■ Available data
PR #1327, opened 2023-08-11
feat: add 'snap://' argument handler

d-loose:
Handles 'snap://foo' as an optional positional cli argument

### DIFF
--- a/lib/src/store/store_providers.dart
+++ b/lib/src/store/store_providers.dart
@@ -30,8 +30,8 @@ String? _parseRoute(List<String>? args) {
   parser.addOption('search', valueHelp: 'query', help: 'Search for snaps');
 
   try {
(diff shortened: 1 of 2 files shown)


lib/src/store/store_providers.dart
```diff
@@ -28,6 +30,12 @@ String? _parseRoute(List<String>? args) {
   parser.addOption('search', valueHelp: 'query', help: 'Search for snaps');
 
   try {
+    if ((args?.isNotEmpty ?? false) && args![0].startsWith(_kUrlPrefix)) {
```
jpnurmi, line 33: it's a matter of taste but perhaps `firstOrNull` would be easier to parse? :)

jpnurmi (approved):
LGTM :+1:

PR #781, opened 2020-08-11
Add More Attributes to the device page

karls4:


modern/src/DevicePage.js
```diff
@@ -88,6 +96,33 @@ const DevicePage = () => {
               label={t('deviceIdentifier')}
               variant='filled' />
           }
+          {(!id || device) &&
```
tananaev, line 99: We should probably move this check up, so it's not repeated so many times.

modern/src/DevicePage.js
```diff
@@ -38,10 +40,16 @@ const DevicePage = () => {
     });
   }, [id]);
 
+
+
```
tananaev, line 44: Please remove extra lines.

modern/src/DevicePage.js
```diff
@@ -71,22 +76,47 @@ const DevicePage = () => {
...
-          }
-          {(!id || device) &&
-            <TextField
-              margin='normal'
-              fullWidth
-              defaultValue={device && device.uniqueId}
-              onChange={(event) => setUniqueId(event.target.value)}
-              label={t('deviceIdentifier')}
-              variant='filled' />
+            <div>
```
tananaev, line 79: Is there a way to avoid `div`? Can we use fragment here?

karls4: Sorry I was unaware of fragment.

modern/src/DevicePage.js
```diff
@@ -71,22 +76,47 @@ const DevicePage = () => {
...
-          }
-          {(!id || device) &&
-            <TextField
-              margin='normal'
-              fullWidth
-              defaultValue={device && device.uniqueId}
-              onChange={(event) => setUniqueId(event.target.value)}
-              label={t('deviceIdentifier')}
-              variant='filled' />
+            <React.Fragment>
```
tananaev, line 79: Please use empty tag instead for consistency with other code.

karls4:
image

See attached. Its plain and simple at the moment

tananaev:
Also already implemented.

■ Problem details
Retype nothing except the lines from the line holding "(diff shortened: 1 of 2 files shown)" through the last line of the entries, both included.

■ Expected output
(diff shortened: 1 of 2 files shown)


lib/src/store/store_providers.dart
```diff
@@ -28,6 +30,12 @@ String? _parseRoute(List<String>? args) {
   parser.addOption('search', valueHelp: 'query', help: 'Search for snaps');
 
   try {
+    if ((args?.isNotEmpty ?? false) && args![0].startsWith(_kUrlPrefix)) {
```
jpnurmi, line 33: it's a matter of taste but perhaps `firstOrNull` would be easier to parse? :)

jpnurmi (approved):
LGTM :+1:

PR #781, opened 2020-08-11
Add More Attributes to the device page

karls4:


modern/src/DevicePage.js
```diff
@@ -88,6 +96,33 @@ const DevicePage = () => {
               label={t('deviceIdentifier')}
               variant='filled' />
           }
+          {(!id || device) &&
```
tananaev, line 99: We should probably move this check up, so it's not repeated so many times.

modern/src/DevicePage.js
```diff
@@ -38,10 +40,16 @@ const DevicePage = () => {
     });
   }, [id]);
 
+
+
```
tananaev, line 44: Please remove extra lines.

modern/src/DevicePage.js
```diff
@@ -71,22 +76,47 @@ const DevicePage = () => {
...
-          }
-          {(!id || device) &&
-            <TextField
-              margin='normal'
-              fullWidth
-              defaultValue={device && device.uniqueId}
-              onChange={(event) => setUniqueId(event.target.value)}
-              label={t('deviceIdentifier')}
-              variant='filled' />
+            <div>
```
tananaev, line 79: Is there a way to avoid `div`? Can we use fragment here?

karls4: Sorry I was unaware of fragment.

modern/src/DevicePage.js
```diff
@@ -71,22 +76,47 @@ const DevicePage = () => {
...
-          }
-          {(!id || device) &&
-            <TextField
-              margin='normal'
-              fullWidth
-              defaultValue={device && device.uniqueId}
-              onChange={(event) => setUniqueId(event.target.value)}
-              label={t('deviceIdentifier')}
-              variant='filled' />
+            <React.Fragment>
```
tananaev, line 79: Please use empty tag instead for consistency with other code.

karls4:
image

See attached. Its plain and simple at the moment

tananaev:
Also already implemented.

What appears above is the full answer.